Interestingly, earlier in June this year, the central bank had revived the partial loan moratorium, allowing big businesses, SMEs and flood-affected agricultural businesses to enjoy flexibility in loan repayment till December this year. This move by the central bank was taken following a request from the Federation of Bangladesh Chambers of Commerce and Industry (FBCCI). While extending such facility to CMSMEs and flood-hit businesses makes sense, why the same flexibility should also be extended to the large industries remains unclear. With the pandemic and its economic shocks fading with time, why they are being repeatedly referred to in order to justify relaxed loan repayment facilities to defaulters is beyond the understanding of the common people. While the war in Ukraine has created a new set of challenges with the dollar's price rising, shortage of energy supplies and impaired international trade, these cannot be used as excuses to reward wilful defaulters at home. Also, the regulators need to look at how other countries are navigating the current situation without incentivising the loan defaulters.

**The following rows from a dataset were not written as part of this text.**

PR #1378, opened 2026-05-15
Fix async post-commit stats for commit aliases

peckfly:
## Problem

In async/wrapper-daemon mode, commits made through a Git alias could successfully create the commit and authorship note, but the foreground wrapper did not recognize the invocation as a `commit`. For example, with `alias.ci=commit`, running `git ci -m "..."` skipped the inline post-commit stats path, so users would not see the same `you ... ai` stats output they get from `git commit -m "..."`.

## Root Cause

The daemon-side path already resolves Git aliases when processing trace events, but the foreground wrapper classified commands using the raw parsed command. That means `git ci -m ...` was still seen as command `ci` when deciding whether to run post-commit stats, so this check never matched `commit`.

## Fix

- Resolve Git aliases in the wrapper before classifying async invocations.
- Keep executing the original argv through Git, so Git alias behavior and argument handling remain unchanged.
- Preserve the existing built-in read-only fast path before alias resolution to avoid extra repo/config work for normal read-only commands.
- Add a regression test that configures `alias.ci=commit` and verifies `git ci -m ...` shows post-commit AI stats.

This is a general alias handling fix, not a special case for `ci`; aliases and alias chains that resolve to `commit` are classified as commit invocations.

## Tests

- `cargo fmt --check`
- `git diff --check`
- `cargo test --test async_mode async_mode_post_commit -- --nocapture`
- `GIT_AI_TEST_GIT_MODE=wrapper-daemon cargo test --test integration git_alias_resolution -- --nocapture`
- `task build`
- `task lint`

---

<a href="https://app.devin.ai/review/git-ai-project/git-ai/pull/1378" target="_blank">
  <picture>
    Open in Devin Review
  </picture>
</a>

### DIFF
--- a/src/commands/git_handlers.rs
+++ b/src/commands/git_handlers.rs
@@ -61,7 +61,21 @@ pub fn handle_git(args: &[String]) {
         return;
     }
 
-    let parsed = parse_git_cli_args(args);
+    let raw_parsed = parse_git_cli_args(args);
+
+    // Preserve the built-in read-only fast path before attempting alias
+    // resolution. Aliases need a repository config lookup, but commands that are
+    // already known to be read-only should stay as cheap as they were before.
+    if is_read_only_invocation(&raw_parsed) {
+        let exit_status = proxy_to_git(args, false, None);
+        exit_with_status(exit_status);
+    }
+
+    let repository = find_repository(&raw_parsed.global_args).ok();
+    let parsed = repository
+        .as_ref()
+        .and_then(|repo| resolve_alias_invocation(&raw_parsed, repo))
+        .unwrap_or_else(|| raw_parsed.clone());
 
     // Read-only invocations don't need wrapper state (the daemon fast-paths
     // their trace events and never processes them through the normalizer).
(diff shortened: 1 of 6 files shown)


peckfly:
Added a follow-up fix commit: `10693d0ce fix: expand aliases for daemon history analysis`.

What changed:

- The original PR fixed the wrapper-side async post-commit stats path for commit aliases, for example `alias.ci = commit`.
- This follow-up fixes the daemon trace normalization path as well. The daemon already resolved alias commands to the correct primary command, but it still kept the raw alias arguments in `invoked_args`. That meant an alias like `alias.ca = commit --amend` could be normalized as `commit` without preserving `--amend`, so history analysis could emit a regular commit event instead of a commit-amend event.
- `GitBackend` now exposes an alias-expanded parsed invocation, and `TraceNormalizer` uses that expanded invocation only when it is consistent with the resolved primary command. Otherwise it falls back to the existing canonical invocation behavior.
- This is not a special case for `ca` or `--amend`; it is a general alias-expansion fix for daemon history analysis. Shell aliases and unresolved/cyclic aliases still fall back rather than being guessed.

Validation run locally:

- `cargo fmt --check`
- `git diff --check`
- `cargo test alias_commit_amend_expands_invoked_args_for_history_analysis --lib`
- `cargo test daemon_pure_trace_socket_commit_amend_alias_emits_amend_event --test daemon_mode`
- `cargo test async_mode_post_commit_shows_stats_for_aliased_commit --test async_mode`
- `cargo test daemon_pure_trace_socket_write_mode_applies_amend_rewrite --test daemon_mode`
- `cargo test git_backend --lib`
- `cargo test trace_normalizer --lib`
- `cargo test --lib -- --test-threads=1` passed: 1579 passed, 0 failed

Note: `cargo test --test daemon_mode` still has a few unrelated failures in this branch/environment. I verified the same failures reproduce on the pre-follow-up PR commit `c19b68d50`, so they do not appear to be introduced by this alias-expansion change. The new alias-amend daemon test itself passes.

svarlamov:
Closing as Git AI no longer installs a git wrapper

And this is not a new phenomenon. Over the years, loan defaulters – most of them influential and with strong political links – have enjoyed benefits of various central bank decisions to relax default loan repayments. One would remember the 2019 decision by the central bank to backtrack on its own measure to curb loan defaulting. A 2015 BB decision suggested – under a special package to restructure loans amounting to Tk 15,180 crore for 11 businesses – that if a borrower failed to pay two consecutive instalments of their restructured loans, they would be branded defaulters and would not be eligible for any further loan rescheduling. It was one of the multiple commitments under the said special package. Within four years, the central bank made an about-turn. Unfortunately, this practice of cushioning loan defaulters and packaging loan defaults under various schemes has become a recurring feature of the banking sector.

The policies of the central bank give the impression that the regulators are more worried about window-dressing the performance of the banking sector rather than actually putting in enough thought, time and effort to curb the problem of loan defaults, if not worse. The central bank also seems to lack the political will to bring the loan defaulters to justice, which is why they keep finding mechanisms to not only sustain them, but also incentivise their illegal activities.

The central bank should revisit its ethos, goals and objectives as a regulator and tailor its policies accordingly. Haphazardly taken decisions imply that they are either knee-jerk reactions to certain situations, or have been taken to reward delinquent borrowers.